Мы запели любимую песню Ильича «Замучен тяжелой неволей». Пели хорошо, с душой, пели до тех пор, пока не застучал полицейский.
Камера была очень мала, но мы становились тесно к стенам, и Шура почти на одном месте умудрялась танцовать. В ее танцах было много изящества и красоты.
Дубровина Шура — плотная, среднего роста блондинка, круглолицая, с голубыми глазами. О себе никогда ничего не говорила, всегда успокаивала других и больше беспокоилась об окружающих. Подойдет бывало, прижмется, погладит волосы или руку и скажет:
— Не нужно плакать! Вон у Марии Андреевны ребенок совсем на улице один, и то она не плачет… Ну, успокойтесь! — Голос у нее делался нежным, просящим. Она говорила: — Поймите, ведь нашим родным гораздо тяжелее они, бедные, не знают, что с нами. Да то ли им придется еще пережить!
Ей всех было жалко, но врагов она умела ненавидеть. Когда она говорила о немцах, то все в ней кипело. Это была глубоко впечатлительная натура.
Наступила середина января. Наши войска быстро продвигались вперед. В камеру доносился шум машин, на которых убегали фрицы.
Как-то вечером стали вызывать арестованных из камер. Из нашей камеры вызвали Соколову и меня. Дубровина бросилась ко мне на шею, заплакала:
— Что это, освобождение или смерть?
Все очень волновались.
В коридоре в одну шеренгу была построена молодежь и против каждого комсомольца стоял немец. Таким образом получилось две шеренги. Расстояние между шеренгами — один шаг. Переводчик держал какую-то бумагу в руках. Начальник тюрьмы суетился. Когда я появилась на пороге, он схватил меня за плечи, толкнул к выходу и сказал:
— Иди, иди отсюда!
Я выбежала на двор и не верила своему освобождению. На дворе стояла машина и подавала короткие сигналы. Видно было, что немцы торопились.
Я побежала домой. Мне казалось, что кто-то догоняет меня, что меня снова поймают и посадят в эту вонючую дыру…

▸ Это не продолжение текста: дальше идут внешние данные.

PR #405, opened 2019-08-22
Improve grunt artifact

andizer:
This pull requests implements the same logic as used for the wpseo-news plugin. It also removes some packages because these are already included in `@yoast/grunt-plugin-tasks`.

A zip file can be build with `grunt artifact`. I've compared the result of this command by checking out the 11.9 tag and running the command. After this I compared the content of the zip with the content of the latest released version (11.9). 

I've done the comparison by using colordiff. `brew install colordiff` and then just do enter the next command in the commandline: `colordiff -r dirname1 dirname2`


moorscode:
I think many configs; that already exist in the `plugin-grunt-tasks` repository can be removed from this repo if they are the same. Only the exceptions should remain locally to override the default behaviour.

Otherwise I think it looks good - from a code perspective 👍

Xyfi:
After looking at this PR during our sprint refinement meeting we have the following comments:

Before we can pick this up we would like @moorscode's comment to be resolved and we'dd like to see proper test instructions (using `colordiff` for example).

Gruntfile.js
```diff
@@ -45,16 +63,16 @@ module.exports = function( grunt ) {
...
 	loadGruntConfig( grunt, {
-		configPath: path.join( process.cwd(), project.paths.config ),
+		configPath: path.join( process.cwd(), "node_modules/@yoast/grunt-plugin-tasks/config/" ),
+		overridePath: path.join( process.cwd(), project.paths.config ),
 		data: project,
 		jitGrunt: {
 			staticMappings: {
 				addtextdomain: "grunt-wp-i18n",
 				makepot: "grunt-wp-i18n",
 				glotpress_download: "grunt-glotpress",
```
IreneStr:
```suggestion
				glotpress_download: "grunt-glotpress",
				wpcss: "grunt-wp-css",
```

IreneStr:
CR 👍

IreneStr:
Acceptance 👍:
- the built artifact folders are the same (except for the autoloader hash and the pot file creation time).
- grunt set-version, update-version, eslint, check, build:i18n, and phpcs all work correctly as well.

Молодогвардейцев же палачи сбросили в шурф шахты. Свидетелем жуткой расправы был сторож. Он рассказывает, что три дня из шурфа доносились стоны…
М. Борц
…Части Красной Армии движутся в сторону Каменска. По улице одна за другой проходят машины. Пыль не успевает садиться и висит в воздухе, точно дымовая завеса. Красная Армия уходит…
На сердце становится тоскливо и больно. Кажется, как будто от тебя отрывают что-то родное, любимое, и всего этого жаль до слез. Но я не плачу, а только с грустью смотрю вслед уходящим и со страхом думаю о будущем.
20 июля я проснулась на рассвете. Издалека доносился глухой шум моторов. В город вошли немцы. Не успели они обосноваться в городе, как начали «охотиться»: забирали у населения все, что им только нравилось. Затем начались массовые расстрелы коммунистов и евреев. Я боялась за отца. А тут еще мы узнали, что на нас сделано два доноса в полицию. И мы решили, что папа должен уйти.